=== Material for the task ===
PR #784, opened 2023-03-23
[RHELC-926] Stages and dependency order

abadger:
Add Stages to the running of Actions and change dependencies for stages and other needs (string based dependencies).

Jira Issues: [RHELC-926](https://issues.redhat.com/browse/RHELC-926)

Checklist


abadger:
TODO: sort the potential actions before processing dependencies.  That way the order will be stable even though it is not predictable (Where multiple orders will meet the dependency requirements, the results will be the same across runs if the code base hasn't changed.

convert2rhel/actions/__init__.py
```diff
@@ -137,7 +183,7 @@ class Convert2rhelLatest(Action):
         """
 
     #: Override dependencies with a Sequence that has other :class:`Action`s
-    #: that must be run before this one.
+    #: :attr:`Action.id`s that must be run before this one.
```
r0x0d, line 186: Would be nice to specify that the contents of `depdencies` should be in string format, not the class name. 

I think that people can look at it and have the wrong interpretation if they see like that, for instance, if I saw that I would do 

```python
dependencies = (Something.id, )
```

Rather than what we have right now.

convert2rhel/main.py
===
Directions for this task
Set down the whole listing once more, precisely as written.

Response box
PR #784, opened 2023-03-23
[RHELC-926] Stages and dependency order

abadger:
Add Stages to the running of Actions and change dependencies for stages and other needs (string based dependencies).

Jira Issues: [RHELC-926](https://issues.redhat.com/browse/RHELC-926)

Checklist


abadger:
TODO: sort the potential actions before processing dependencies.  That way the order will be stable even though it is not predictable (Where multiple orders will meet the dependency requirements, the results will be the same across runs if the code base hasn't changed.

convert2rhel/actions/__init__.py
```diff
@@ -137,7 +183,7 @@ class Convert2rhelLatest(Action):
         """
 
     #: Override dependencies with a Sequence that has other :class:`Action`s
-    #: that must be run before this one.
+    #: :attr:`Action.id`s that must be run before this one.
```
r0x0d, line 186: Would be nice to specify that the contents of `depdencies` should be in string format, not the class name. 

I think that people can look at it and have the wrong interpretation if they see like that, for instance, if I saw that I would do 

```python
dependencies = (Something.id, )
```

Rather than what we have right now.

convert2rhel/main.py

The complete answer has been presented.